### [Task prompt]
The listing is to be reproduced in full, with no character altered.

### [Stored data]
□ □ □ □

Issue #493, opened 2021-03-03
Support passing environment variables to iOS apps launched by xharness, and support separate install, run-test, and uninstall subcommands


imhameed:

□ □ □ □

### [Answer for the task]
Issue #493, opened 2021-03-03
Support passing environment variables to iOS apps launched by xharness, and support separate install, run-test, and uninstall subcommands


imhameed:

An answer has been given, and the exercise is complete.